■ Saved data entries
>>>>

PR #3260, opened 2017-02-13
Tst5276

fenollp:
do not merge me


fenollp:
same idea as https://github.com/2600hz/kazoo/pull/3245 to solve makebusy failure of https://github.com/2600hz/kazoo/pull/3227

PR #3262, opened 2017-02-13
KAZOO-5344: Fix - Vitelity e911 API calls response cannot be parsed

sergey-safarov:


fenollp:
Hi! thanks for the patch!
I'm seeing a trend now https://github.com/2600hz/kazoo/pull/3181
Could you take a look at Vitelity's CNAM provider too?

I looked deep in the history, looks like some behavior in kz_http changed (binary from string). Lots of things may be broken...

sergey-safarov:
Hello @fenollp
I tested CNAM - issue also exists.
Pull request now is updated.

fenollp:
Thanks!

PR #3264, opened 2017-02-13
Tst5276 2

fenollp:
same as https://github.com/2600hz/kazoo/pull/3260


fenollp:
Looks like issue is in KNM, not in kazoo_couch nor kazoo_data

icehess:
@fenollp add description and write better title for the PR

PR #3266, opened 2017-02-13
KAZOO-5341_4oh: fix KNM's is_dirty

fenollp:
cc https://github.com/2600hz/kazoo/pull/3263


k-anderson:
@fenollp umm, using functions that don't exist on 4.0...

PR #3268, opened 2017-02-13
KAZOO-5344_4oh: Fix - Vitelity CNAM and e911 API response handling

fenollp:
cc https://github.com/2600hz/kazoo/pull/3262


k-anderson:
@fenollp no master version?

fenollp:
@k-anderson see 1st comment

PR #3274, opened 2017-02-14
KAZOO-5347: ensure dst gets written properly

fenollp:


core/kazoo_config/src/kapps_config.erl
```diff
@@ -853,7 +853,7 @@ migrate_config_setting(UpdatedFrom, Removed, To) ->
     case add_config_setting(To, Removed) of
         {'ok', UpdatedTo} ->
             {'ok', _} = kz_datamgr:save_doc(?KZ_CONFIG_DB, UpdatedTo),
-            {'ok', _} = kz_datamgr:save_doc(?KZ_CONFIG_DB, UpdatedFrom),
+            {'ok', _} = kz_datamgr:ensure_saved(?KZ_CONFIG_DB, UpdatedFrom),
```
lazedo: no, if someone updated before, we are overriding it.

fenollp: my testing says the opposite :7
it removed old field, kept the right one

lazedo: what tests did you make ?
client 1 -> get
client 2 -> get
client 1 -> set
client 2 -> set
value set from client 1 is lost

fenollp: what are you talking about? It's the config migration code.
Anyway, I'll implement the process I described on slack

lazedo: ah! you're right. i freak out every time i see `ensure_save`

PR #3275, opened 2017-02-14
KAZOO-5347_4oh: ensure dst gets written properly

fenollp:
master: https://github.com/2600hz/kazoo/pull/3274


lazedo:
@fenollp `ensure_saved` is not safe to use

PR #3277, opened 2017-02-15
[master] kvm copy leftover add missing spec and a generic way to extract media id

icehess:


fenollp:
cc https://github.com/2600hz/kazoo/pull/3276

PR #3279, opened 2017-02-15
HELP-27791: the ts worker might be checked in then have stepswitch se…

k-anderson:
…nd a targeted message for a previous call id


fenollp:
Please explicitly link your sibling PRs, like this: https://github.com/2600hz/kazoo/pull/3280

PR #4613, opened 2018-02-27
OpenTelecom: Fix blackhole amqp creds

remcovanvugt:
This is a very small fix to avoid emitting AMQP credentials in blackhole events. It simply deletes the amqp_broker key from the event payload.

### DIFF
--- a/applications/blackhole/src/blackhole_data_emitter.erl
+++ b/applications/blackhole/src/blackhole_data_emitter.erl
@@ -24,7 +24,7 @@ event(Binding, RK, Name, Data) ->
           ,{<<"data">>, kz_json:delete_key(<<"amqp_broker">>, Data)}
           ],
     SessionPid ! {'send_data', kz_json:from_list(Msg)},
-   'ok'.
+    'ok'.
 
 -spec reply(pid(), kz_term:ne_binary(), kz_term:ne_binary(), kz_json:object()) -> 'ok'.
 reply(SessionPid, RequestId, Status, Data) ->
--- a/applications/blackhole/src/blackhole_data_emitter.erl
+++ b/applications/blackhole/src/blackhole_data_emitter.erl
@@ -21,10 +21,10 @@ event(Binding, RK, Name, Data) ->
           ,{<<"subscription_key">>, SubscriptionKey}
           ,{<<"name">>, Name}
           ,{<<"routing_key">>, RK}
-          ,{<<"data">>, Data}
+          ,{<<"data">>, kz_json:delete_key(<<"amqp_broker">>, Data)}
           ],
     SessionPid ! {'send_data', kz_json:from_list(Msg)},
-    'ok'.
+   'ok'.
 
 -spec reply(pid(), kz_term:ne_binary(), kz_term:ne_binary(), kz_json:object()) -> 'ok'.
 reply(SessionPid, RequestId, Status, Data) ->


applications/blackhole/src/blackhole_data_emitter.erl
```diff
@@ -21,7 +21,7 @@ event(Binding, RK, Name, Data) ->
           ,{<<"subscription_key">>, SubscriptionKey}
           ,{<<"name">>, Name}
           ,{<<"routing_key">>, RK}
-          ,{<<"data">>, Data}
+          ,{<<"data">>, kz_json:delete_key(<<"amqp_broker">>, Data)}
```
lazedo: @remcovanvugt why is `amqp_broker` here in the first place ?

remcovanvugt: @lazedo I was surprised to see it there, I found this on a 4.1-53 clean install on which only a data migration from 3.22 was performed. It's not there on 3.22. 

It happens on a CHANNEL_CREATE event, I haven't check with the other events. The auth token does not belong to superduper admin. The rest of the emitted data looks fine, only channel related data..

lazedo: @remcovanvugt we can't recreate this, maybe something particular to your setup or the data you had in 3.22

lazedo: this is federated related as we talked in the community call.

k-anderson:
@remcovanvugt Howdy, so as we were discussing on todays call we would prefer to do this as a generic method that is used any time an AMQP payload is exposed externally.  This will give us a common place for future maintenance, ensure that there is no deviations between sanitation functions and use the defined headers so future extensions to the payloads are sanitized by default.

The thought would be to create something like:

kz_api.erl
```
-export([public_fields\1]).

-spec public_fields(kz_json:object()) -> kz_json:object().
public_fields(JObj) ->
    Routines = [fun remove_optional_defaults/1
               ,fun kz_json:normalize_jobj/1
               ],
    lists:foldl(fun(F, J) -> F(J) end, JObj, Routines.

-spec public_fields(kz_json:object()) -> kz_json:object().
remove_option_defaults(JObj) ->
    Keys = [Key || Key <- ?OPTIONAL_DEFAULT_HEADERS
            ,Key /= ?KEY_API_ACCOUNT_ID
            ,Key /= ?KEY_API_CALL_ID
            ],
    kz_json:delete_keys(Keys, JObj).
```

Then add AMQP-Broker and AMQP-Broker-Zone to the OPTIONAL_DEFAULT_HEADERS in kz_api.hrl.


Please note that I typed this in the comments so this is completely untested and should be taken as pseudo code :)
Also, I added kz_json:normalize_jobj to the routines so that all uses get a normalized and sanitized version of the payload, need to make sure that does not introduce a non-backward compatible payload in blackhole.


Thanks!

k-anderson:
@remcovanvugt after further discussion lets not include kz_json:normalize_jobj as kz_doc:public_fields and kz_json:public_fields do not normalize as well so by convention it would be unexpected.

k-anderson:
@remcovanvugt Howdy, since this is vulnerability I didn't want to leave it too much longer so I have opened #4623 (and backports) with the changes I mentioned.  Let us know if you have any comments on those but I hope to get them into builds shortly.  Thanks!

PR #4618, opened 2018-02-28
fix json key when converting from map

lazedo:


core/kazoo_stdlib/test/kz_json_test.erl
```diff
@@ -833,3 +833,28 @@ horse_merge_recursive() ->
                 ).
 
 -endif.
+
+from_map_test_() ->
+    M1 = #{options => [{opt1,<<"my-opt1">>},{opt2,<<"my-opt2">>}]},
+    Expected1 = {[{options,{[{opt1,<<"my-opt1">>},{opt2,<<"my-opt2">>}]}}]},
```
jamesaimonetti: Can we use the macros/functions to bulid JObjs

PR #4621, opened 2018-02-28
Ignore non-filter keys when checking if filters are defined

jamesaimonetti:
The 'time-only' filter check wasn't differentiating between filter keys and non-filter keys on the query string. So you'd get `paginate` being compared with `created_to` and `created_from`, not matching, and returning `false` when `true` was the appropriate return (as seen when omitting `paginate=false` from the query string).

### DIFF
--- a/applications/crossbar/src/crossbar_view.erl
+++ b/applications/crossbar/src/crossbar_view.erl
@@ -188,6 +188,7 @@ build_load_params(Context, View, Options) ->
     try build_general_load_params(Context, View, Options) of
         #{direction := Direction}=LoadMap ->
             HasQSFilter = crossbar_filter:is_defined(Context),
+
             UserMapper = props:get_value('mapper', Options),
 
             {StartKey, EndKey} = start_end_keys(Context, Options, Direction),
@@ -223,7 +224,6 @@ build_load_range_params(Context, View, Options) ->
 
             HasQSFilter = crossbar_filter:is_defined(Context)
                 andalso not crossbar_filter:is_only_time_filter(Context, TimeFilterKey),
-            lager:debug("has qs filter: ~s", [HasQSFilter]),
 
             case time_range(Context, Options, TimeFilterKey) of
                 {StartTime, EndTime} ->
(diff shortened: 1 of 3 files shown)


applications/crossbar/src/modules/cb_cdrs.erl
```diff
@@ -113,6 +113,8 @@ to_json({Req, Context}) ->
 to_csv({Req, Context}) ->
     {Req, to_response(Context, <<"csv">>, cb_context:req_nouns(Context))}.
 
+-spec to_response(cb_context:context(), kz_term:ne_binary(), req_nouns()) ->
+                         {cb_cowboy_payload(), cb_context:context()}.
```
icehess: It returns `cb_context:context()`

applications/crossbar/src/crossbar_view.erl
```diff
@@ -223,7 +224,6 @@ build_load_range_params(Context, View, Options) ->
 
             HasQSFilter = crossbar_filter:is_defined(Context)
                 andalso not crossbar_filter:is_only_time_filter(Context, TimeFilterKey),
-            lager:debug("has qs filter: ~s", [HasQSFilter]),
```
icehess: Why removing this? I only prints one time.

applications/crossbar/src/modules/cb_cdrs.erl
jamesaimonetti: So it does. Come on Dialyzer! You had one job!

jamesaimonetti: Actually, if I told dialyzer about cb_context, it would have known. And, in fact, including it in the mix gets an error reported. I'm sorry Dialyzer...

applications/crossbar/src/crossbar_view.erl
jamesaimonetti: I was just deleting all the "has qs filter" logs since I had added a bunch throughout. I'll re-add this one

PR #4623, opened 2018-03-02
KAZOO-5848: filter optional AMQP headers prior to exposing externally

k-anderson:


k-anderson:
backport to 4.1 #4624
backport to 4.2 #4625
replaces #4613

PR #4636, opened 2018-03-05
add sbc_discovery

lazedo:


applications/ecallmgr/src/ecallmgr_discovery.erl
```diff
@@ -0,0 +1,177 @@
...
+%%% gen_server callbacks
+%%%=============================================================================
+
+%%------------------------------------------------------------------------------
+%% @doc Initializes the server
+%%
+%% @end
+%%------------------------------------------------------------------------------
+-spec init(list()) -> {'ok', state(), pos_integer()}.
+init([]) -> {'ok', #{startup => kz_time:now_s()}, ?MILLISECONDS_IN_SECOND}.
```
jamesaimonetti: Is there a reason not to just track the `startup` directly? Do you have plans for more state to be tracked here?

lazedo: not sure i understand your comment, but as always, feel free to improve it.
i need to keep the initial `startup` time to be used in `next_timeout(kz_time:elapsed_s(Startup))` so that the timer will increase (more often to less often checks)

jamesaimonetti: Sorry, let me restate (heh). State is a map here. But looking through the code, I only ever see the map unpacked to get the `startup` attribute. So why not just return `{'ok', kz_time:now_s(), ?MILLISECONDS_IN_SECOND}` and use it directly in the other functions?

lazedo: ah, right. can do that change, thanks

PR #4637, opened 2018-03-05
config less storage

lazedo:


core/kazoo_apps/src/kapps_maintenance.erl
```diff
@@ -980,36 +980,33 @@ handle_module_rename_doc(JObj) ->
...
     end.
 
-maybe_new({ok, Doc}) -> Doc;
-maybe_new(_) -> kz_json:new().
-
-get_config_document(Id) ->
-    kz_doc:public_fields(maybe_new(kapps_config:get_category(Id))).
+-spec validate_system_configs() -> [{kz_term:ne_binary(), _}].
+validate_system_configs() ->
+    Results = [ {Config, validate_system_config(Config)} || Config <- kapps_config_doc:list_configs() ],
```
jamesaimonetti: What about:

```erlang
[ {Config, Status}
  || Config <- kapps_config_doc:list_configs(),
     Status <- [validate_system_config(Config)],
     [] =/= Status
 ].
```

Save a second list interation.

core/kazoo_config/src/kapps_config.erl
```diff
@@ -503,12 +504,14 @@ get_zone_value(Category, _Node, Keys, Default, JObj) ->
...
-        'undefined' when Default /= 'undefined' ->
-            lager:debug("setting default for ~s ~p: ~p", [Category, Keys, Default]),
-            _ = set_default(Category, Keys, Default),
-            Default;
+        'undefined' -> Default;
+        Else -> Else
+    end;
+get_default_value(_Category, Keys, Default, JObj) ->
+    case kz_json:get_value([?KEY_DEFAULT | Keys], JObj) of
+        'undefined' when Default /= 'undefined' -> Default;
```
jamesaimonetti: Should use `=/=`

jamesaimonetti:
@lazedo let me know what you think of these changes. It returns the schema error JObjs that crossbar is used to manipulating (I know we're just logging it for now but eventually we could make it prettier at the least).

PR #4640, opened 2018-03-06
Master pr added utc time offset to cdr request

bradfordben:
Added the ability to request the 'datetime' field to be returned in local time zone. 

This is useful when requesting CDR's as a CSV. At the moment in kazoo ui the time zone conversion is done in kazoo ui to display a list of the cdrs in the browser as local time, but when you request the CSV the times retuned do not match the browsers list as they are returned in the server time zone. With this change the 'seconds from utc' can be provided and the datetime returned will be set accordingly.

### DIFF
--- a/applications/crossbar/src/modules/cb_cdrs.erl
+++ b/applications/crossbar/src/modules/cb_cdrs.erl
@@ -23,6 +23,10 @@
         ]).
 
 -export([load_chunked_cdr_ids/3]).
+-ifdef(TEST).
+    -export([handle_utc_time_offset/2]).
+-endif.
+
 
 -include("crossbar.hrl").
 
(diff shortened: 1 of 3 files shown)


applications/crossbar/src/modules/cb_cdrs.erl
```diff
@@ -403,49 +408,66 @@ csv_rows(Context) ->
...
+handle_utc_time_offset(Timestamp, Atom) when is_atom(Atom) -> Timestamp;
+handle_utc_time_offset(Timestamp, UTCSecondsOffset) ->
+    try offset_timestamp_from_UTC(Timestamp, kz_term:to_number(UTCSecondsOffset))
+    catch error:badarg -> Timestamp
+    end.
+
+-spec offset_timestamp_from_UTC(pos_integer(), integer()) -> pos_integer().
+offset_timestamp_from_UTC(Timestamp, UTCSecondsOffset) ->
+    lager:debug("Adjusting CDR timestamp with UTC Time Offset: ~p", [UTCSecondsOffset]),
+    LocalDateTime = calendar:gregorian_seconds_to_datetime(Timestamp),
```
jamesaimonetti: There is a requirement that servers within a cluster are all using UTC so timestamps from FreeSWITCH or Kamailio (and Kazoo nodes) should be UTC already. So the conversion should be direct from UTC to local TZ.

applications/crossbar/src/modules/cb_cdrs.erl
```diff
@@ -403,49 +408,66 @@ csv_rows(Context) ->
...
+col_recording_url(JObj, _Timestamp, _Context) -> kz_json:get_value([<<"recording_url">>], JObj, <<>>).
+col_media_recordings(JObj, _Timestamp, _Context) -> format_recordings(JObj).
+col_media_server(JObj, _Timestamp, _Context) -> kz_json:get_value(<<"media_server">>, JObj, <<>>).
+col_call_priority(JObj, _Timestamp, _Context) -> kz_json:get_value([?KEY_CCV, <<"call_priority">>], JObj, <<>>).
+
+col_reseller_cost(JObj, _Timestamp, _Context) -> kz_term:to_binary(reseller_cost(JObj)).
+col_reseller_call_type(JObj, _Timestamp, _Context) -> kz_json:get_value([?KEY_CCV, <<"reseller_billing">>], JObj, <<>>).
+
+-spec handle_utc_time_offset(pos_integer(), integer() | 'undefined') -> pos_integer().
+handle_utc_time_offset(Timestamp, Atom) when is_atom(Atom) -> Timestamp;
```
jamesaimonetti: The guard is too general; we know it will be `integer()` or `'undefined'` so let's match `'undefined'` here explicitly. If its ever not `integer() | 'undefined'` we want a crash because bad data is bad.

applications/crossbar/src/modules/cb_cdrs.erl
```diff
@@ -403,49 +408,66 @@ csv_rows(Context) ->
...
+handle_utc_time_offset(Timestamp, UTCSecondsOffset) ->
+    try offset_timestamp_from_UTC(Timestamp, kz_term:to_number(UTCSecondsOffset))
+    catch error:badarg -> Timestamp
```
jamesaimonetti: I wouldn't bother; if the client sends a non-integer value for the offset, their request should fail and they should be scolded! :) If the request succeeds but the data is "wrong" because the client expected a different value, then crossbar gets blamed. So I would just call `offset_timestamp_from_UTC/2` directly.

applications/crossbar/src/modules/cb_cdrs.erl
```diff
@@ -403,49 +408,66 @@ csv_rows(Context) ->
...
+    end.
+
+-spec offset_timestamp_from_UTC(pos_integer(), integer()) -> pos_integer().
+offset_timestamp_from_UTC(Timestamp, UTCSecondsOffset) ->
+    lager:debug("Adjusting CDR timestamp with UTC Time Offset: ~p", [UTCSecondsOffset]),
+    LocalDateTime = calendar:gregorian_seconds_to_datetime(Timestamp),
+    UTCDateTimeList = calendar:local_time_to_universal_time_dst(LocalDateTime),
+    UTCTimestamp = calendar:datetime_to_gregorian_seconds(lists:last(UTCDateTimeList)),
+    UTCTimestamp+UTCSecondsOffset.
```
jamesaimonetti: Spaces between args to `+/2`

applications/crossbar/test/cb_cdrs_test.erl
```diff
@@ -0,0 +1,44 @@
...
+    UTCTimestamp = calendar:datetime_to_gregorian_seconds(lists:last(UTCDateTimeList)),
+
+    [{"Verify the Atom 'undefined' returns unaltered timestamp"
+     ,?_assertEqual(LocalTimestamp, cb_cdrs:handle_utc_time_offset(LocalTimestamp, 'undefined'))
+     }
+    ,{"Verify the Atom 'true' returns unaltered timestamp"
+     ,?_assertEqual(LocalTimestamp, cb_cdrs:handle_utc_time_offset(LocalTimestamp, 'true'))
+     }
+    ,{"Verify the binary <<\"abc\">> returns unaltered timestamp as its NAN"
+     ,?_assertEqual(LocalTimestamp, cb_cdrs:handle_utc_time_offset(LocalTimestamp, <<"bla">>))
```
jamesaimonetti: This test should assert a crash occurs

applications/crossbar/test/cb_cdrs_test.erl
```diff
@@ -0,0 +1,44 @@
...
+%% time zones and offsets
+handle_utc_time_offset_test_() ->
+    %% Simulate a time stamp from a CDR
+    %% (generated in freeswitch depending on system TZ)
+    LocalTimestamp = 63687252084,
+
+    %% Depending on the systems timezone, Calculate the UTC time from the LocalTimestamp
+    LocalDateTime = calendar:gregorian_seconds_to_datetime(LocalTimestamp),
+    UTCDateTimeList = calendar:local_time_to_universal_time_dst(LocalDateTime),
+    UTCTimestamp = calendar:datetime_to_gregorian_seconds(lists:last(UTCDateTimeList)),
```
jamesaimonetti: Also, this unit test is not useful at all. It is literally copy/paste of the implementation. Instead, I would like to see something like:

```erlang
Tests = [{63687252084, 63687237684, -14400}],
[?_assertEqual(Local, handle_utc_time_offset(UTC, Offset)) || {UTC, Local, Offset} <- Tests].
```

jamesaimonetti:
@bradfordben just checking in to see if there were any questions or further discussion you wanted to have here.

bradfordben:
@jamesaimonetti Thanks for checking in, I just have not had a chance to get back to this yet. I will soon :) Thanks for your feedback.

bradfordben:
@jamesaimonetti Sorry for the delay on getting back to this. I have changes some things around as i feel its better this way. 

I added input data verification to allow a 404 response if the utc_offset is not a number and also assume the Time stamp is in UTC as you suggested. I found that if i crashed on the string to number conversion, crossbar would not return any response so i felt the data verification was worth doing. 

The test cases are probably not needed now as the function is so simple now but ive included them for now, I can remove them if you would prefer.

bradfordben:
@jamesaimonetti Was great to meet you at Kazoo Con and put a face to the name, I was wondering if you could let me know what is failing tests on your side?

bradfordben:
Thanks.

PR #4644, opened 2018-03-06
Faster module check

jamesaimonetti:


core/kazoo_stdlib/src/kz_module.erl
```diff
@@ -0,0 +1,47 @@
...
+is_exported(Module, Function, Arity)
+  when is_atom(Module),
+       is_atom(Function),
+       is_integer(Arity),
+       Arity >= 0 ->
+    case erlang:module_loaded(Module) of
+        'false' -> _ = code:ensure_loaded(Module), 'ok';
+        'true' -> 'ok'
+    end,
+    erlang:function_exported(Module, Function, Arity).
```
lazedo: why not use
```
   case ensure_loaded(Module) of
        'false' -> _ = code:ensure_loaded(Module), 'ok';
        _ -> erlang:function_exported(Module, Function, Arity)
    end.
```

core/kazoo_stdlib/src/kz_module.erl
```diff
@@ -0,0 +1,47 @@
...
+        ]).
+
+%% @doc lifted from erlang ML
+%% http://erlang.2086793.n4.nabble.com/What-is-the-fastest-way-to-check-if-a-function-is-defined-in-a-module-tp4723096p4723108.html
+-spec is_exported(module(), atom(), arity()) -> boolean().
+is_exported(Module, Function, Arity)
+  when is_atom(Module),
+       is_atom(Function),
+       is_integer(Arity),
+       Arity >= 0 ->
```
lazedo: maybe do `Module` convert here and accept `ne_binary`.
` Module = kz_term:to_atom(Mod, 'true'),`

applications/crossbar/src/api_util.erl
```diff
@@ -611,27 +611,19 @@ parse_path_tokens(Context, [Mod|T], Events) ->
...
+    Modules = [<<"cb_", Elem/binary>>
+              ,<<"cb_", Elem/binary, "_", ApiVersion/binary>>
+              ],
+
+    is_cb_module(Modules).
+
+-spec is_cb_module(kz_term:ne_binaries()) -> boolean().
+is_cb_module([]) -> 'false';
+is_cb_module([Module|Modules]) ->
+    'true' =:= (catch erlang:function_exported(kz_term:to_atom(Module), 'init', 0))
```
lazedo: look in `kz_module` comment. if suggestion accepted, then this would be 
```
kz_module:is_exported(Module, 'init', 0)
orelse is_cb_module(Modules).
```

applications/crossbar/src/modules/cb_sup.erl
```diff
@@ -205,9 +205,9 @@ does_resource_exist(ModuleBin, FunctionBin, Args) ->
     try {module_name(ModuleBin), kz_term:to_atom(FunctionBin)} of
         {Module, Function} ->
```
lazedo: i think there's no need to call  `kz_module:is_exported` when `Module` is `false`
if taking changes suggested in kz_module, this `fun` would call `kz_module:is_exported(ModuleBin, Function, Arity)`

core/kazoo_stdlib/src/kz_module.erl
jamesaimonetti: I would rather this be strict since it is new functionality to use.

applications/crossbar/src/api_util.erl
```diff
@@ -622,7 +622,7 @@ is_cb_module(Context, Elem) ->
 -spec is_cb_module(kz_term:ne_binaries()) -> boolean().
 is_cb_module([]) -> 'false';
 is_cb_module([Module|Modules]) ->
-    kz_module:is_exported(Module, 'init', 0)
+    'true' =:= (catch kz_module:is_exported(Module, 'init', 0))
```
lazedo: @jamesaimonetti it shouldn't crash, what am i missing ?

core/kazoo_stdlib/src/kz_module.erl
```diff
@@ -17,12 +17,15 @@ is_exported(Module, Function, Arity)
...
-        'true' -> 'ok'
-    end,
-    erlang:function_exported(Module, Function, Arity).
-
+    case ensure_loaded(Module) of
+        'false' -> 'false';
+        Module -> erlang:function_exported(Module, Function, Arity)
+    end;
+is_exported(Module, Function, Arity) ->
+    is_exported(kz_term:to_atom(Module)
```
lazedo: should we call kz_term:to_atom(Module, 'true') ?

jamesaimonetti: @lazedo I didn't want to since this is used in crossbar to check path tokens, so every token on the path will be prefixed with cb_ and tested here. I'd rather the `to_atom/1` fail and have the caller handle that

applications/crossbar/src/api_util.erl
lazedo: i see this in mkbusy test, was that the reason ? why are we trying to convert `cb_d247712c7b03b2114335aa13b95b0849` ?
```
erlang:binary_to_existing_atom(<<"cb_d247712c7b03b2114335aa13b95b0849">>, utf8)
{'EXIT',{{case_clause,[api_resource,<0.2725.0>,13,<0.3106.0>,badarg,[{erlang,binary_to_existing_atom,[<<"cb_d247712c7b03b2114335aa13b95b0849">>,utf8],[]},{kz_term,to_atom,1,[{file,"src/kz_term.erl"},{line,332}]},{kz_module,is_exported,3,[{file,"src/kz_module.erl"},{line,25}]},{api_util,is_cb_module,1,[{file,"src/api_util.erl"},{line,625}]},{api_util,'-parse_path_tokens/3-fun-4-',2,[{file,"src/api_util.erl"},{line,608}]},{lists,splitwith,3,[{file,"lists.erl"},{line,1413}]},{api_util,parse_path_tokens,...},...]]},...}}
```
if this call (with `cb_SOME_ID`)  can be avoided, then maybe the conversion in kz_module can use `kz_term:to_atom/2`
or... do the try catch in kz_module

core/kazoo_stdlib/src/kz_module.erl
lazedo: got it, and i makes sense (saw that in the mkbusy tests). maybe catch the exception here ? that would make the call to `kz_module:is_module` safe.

<<<<

■ WORK TASK
Your task is to quote the lines above, beginning with the first and ending with the one that holds "lazedo: no, if".

■ ANSWER BELOW
PR #3260, opened 2017-02-13
Tst5276

fenollp:
do not merge me


fenollp:
same idea as https://github.com/2600hz/kazoo/pull/3245 to solve makebusy failure of https://github.com/2600hz/kazoo/pull/3227

PR #3262, opened 2017-02-13
KAZOO-5344: Fix - Vitelity e911 API calls response cannot be parsed

sergey-safarov:


fenollp:
Hi! thanks for the patch!
I'm seeing a trend now https://github.com/2600hz/kazoo/pull/3181
Could you take a look at Vitelity's CNAM provider too?

I looked deep in the history, looks like some behavior in kz_http changed (binary from string). Lots of things may be broken...

sergey-safarov:
Hello @fenollp
I tested CNAM - issue also exists.
Pull request now is updated.

fenollp:
Thanks!

PR #3264, opened 2017-02-13
Tst5276 2

fenollp:
same as https://github.com/2600hz/kazoo/pull/3260


fenollp:
Looks like issue is in KNM, not in kazoo_couch nor kazoo_data

icehess:
@fenollp add description and write better title for the PR

PR #3266, opened 2017-02-13
KAZOO-5341_4oh: fix KNM's is_dirty

fenollp:
cc https://github.com/2600hz/kazoo/pull/3263


k-anderson:
@fenollp umm, using functions that don't exist on 4.0...

PR #3268, opened 2017-02-13
KAZOO-5344_4oh: Fix - Vitelity CNAM and e911 API response handling

fenollp:
cc https://github.com/2600hz/kazoo/pull/3262


k-anderson:
@fenollp no master version?

fenollp:
@k-anderson see 1st comment

PR #3274, opened 2017-02-14
KAZOO-5347: ensure dst gets written properly

fenollp:


core/kazoo_config/src/kapps_config.erl
```diff
@@ -853,7 +853,7 @@ migrate_config_setting(UpdatedFrom, Removed, To) ->
     case add_config_setting(To, Removed) of
         {'ok', UpdatedTo} ->
             {'ok', _} = kz_datamgr:save_doc(?KZ_CONFIG_DB, UpdatedTo),
-            {'ok', _} = kz_datamgr:save_doc(?KZ_CONFIG_DB, UpdatedFrom),
+            {'ok', _} = kz_datamgr:ensure_saved(?KZ_CONFIG_DB, UpdatedFrom),
```
lazedo: no, if someone updated before, we are overriding it.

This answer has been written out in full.